──────── DATA TO USE
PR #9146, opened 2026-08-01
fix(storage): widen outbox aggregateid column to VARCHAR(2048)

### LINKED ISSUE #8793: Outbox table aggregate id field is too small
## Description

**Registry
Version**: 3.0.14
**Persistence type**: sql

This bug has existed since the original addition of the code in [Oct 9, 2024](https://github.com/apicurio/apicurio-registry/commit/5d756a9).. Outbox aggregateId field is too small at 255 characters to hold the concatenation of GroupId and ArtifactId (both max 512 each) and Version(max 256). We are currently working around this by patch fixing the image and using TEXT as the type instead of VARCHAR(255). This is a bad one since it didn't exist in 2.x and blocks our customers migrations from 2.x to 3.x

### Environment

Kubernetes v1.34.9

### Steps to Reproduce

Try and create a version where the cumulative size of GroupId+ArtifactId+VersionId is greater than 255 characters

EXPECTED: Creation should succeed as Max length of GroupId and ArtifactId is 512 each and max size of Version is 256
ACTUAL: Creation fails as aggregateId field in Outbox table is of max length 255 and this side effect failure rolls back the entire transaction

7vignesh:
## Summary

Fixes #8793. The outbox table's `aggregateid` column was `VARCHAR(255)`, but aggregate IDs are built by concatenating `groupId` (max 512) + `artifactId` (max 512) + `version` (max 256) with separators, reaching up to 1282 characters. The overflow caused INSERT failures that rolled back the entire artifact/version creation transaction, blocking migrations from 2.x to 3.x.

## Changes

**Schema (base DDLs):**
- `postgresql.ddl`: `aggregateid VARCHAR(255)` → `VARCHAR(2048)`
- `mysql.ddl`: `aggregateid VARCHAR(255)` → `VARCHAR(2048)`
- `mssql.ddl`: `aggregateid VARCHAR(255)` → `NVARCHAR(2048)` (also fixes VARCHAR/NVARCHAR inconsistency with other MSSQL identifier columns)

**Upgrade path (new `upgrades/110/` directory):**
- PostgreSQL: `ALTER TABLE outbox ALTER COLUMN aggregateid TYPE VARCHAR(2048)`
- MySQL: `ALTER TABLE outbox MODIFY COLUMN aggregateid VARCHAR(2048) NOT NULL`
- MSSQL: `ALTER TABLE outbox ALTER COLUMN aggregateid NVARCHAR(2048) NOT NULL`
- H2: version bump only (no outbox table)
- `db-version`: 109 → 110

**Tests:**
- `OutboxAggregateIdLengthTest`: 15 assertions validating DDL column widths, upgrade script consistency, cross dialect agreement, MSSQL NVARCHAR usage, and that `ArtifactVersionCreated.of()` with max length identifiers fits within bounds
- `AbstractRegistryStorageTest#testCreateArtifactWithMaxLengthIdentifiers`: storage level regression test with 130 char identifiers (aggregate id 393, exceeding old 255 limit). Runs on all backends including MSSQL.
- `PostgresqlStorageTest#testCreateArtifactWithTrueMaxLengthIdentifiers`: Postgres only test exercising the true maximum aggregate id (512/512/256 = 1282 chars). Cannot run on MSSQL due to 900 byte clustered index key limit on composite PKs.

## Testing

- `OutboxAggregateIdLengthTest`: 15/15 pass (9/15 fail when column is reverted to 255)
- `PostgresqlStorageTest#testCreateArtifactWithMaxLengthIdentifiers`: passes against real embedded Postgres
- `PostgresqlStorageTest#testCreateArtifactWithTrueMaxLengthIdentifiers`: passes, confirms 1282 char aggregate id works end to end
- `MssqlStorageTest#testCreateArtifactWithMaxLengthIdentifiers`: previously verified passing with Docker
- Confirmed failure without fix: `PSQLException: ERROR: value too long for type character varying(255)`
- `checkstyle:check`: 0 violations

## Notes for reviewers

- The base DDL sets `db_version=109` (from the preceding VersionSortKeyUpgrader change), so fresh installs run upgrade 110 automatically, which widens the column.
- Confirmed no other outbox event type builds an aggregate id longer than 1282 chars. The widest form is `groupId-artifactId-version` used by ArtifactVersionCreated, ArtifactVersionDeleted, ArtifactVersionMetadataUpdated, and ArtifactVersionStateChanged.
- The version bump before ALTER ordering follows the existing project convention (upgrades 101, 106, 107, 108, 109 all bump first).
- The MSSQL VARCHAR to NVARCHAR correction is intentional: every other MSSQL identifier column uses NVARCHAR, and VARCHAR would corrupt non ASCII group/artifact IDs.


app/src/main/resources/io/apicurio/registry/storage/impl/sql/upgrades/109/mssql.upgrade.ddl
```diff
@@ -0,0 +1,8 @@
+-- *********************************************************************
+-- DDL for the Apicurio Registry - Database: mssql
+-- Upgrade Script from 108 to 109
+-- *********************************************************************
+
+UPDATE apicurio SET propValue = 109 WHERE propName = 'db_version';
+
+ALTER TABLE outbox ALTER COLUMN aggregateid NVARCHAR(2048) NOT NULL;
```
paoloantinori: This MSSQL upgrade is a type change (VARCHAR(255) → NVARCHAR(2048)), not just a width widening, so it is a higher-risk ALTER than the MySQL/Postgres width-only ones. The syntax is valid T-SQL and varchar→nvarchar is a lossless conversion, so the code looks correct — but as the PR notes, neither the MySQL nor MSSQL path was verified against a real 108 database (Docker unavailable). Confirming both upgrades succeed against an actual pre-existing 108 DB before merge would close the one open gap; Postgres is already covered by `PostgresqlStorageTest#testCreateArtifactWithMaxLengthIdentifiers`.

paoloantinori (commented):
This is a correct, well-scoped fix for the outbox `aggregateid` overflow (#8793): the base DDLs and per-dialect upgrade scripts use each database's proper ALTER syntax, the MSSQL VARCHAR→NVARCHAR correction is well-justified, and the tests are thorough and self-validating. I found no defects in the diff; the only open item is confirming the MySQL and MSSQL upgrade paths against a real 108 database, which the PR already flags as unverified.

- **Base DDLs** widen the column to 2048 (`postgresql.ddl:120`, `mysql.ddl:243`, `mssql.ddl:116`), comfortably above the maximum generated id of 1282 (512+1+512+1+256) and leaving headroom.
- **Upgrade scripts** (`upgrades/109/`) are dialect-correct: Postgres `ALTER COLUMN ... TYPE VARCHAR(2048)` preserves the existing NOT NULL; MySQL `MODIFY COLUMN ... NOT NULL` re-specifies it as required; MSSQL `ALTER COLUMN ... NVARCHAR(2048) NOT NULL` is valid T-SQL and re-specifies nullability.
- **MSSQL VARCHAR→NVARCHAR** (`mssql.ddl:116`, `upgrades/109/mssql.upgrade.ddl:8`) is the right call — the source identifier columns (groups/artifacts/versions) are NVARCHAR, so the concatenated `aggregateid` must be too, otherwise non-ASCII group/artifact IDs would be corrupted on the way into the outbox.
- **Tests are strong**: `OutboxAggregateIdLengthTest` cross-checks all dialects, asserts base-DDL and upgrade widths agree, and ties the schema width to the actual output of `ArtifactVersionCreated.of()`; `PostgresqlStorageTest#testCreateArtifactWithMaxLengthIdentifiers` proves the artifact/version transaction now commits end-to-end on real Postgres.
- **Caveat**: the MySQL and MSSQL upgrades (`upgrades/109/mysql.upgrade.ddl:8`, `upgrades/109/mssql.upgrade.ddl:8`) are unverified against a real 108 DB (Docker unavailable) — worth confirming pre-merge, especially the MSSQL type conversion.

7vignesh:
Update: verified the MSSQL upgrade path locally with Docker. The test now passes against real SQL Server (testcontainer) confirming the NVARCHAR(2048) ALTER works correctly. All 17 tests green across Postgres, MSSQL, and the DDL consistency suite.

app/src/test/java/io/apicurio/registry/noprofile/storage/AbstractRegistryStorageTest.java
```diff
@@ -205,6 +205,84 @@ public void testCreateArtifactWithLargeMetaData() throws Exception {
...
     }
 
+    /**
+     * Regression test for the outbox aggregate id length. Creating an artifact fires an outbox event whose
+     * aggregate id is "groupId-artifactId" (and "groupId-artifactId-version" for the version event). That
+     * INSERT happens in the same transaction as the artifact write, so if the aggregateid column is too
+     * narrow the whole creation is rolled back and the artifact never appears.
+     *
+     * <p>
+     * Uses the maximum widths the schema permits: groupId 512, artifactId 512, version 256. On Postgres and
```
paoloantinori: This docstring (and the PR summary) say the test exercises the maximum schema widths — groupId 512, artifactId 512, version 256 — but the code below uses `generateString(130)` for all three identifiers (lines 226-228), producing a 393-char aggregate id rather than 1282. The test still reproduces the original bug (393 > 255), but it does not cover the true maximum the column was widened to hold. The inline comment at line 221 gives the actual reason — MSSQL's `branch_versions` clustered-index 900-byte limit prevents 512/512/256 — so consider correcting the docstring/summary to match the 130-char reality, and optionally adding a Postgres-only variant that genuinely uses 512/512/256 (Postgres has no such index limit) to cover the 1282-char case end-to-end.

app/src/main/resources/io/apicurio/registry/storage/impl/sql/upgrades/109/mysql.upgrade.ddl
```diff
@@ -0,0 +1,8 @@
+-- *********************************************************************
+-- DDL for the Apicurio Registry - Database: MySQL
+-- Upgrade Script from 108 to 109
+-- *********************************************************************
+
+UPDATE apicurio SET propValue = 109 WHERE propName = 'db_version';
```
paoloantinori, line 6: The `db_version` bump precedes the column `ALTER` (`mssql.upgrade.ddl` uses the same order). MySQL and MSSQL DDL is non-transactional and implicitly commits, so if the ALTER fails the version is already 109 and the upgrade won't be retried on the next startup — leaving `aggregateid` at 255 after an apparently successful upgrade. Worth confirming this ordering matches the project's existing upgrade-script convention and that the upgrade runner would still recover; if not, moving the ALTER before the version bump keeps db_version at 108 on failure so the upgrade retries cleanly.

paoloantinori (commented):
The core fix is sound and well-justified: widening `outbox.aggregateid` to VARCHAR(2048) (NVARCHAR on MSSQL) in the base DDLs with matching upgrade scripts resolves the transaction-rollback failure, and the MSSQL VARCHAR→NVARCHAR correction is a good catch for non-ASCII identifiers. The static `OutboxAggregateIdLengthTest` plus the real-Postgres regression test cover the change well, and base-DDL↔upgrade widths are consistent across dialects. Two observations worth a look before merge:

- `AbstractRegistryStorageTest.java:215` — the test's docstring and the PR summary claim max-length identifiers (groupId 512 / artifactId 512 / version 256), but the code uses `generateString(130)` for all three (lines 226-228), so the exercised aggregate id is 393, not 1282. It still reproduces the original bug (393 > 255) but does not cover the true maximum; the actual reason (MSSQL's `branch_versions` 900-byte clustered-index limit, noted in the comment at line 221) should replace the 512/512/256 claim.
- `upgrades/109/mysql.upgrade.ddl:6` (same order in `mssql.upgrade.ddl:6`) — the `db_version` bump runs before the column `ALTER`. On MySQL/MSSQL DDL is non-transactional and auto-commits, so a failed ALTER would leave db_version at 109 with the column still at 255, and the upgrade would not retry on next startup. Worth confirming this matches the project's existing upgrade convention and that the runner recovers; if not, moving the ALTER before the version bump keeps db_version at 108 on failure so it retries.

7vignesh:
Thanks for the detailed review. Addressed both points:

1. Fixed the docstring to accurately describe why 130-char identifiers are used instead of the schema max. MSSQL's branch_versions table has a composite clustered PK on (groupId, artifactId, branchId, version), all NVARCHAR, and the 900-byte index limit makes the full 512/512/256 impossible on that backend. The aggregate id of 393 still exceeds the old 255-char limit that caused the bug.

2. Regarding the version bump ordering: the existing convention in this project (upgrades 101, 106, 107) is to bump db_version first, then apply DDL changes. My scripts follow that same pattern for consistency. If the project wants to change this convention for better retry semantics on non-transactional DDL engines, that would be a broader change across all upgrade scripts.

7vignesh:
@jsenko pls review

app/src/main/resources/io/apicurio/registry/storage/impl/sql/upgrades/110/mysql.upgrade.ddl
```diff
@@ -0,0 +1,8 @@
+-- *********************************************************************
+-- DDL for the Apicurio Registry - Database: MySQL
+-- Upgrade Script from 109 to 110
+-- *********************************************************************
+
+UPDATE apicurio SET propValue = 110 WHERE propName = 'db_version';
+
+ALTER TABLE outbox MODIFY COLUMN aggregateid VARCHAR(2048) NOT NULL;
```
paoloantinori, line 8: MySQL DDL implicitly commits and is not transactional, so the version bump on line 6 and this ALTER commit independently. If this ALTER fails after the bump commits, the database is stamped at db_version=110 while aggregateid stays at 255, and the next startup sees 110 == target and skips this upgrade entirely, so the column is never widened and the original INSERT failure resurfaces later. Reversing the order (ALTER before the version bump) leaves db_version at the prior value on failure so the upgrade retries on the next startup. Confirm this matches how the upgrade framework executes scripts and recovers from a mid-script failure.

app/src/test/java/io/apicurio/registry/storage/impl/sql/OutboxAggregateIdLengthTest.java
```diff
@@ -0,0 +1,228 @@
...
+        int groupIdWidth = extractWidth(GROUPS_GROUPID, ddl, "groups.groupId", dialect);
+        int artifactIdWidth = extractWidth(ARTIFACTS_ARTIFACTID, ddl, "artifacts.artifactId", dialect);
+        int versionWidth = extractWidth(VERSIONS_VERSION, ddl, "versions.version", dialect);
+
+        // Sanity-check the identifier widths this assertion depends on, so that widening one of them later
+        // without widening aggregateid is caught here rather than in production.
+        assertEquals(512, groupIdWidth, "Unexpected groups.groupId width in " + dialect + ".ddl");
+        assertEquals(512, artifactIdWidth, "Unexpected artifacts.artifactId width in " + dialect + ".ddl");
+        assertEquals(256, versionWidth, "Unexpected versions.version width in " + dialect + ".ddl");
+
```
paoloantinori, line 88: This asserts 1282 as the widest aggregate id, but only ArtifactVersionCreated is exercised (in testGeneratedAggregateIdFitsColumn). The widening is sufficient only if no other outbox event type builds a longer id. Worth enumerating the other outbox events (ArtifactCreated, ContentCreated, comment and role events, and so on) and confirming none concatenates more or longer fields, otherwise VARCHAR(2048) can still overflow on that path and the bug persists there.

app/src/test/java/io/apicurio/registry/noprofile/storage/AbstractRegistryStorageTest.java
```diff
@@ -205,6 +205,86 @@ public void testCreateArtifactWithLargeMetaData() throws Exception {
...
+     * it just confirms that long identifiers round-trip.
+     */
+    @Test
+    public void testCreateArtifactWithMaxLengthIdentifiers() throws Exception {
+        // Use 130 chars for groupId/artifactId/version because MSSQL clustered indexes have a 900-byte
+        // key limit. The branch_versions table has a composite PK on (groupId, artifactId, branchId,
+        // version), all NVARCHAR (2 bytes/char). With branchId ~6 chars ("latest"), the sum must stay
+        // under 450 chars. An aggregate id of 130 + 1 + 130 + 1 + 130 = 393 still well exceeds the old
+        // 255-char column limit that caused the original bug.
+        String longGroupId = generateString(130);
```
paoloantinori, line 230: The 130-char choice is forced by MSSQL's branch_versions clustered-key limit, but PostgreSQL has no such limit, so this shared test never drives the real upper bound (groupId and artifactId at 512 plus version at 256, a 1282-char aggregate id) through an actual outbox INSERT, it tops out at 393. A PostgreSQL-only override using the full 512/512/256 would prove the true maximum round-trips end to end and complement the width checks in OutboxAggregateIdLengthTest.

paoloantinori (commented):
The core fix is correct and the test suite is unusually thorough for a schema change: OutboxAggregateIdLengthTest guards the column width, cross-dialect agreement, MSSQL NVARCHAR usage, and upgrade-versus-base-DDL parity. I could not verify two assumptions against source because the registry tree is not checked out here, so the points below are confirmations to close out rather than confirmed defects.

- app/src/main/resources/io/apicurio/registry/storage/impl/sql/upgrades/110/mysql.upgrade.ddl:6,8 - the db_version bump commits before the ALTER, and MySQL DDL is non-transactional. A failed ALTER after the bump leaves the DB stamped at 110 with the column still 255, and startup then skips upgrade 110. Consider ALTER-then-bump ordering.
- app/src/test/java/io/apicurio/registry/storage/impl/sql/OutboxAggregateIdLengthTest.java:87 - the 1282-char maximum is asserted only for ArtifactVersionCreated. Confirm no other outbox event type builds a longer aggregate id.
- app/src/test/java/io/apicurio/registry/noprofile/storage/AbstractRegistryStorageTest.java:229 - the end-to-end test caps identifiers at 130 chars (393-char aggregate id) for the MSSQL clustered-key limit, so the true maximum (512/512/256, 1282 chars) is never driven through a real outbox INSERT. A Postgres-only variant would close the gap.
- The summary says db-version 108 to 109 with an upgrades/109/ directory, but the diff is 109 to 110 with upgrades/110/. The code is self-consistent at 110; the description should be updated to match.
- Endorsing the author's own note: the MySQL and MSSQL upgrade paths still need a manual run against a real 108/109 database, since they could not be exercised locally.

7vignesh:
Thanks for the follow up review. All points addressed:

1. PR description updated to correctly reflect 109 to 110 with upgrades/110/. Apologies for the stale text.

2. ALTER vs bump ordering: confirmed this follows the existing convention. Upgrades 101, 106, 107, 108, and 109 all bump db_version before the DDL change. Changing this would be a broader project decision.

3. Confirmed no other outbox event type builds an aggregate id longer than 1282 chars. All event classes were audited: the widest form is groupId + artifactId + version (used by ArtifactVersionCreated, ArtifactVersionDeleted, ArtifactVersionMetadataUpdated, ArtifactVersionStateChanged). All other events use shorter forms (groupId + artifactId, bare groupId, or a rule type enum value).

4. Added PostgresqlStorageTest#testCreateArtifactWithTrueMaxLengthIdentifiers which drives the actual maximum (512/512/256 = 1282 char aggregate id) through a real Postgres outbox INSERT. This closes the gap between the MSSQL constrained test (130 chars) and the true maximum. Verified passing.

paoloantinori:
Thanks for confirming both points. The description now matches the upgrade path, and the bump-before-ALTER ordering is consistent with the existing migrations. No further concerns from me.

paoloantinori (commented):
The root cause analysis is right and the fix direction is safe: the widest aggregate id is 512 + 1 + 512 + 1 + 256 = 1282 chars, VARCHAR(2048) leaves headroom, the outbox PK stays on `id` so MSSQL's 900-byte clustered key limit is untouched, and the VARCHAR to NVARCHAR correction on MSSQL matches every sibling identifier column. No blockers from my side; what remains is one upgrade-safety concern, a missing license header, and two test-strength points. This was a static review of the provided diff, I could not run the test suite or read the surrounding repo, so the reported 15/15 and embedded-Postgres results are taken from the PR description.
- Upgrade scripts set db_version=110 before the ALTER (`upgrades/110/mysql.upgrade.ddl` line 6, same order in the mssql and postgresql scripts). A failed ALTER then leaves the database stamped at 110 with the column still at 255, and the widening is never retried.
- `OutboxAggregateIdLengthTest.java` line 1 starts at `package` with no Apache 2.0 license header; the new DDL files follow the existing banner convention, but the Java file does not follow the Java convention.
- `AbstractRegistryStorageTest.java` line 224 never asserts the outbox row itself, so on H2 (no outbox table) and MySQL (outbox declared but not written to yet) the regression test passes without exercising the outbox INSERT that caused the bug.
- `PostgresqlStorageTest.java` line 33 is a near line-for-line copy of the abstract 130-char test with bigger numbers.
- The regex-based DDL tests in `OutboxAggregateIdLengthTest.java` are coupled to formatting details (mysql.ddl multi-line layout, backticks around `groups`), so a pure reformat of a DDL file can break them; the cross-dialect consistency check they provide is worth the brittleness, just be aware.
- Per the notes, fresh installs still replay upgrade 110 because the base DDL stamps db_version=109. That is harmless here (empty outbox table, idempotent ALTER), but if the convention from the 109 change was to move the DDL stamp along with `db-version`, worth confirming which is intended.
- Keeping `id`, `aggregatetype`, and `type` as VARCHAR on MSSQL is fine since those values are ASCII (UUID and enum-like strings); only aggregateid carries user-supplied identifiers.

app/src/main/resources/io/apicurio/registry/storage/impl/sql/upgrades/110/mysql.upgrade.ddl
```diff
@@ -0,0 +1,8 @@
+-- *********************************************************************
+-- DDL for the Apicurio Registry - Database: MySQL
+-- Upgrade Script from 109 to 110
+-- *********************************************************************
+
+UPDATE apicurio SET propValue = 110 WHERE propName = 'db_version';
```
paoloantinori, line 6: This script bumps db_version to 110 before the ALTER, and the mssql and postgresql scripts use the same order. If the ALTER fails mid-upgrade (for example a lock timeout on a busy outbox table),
────────────────
WHAT TO WORK ON —
Filter the records for the string "must" and copy every line that holds it.

EXERCISE ANSWER —
- **MSSQL VARCHAR→NVARCHAR** (`mssql.ddl:116`, `upgrades/109/mssql.upgrade.ddl:8`) is the right call — the source identifier columns (groups/artifacts/versions) are NVARCHAR, so the concatenated `aggregateid` must be too, otherwise non-ASCII group/artifact IDs would be corrupted on the way into the outbox.
+        // version), all NVARCHAR (2 bytes/char). With branchId ~6 chars ("latest"), the sum must stay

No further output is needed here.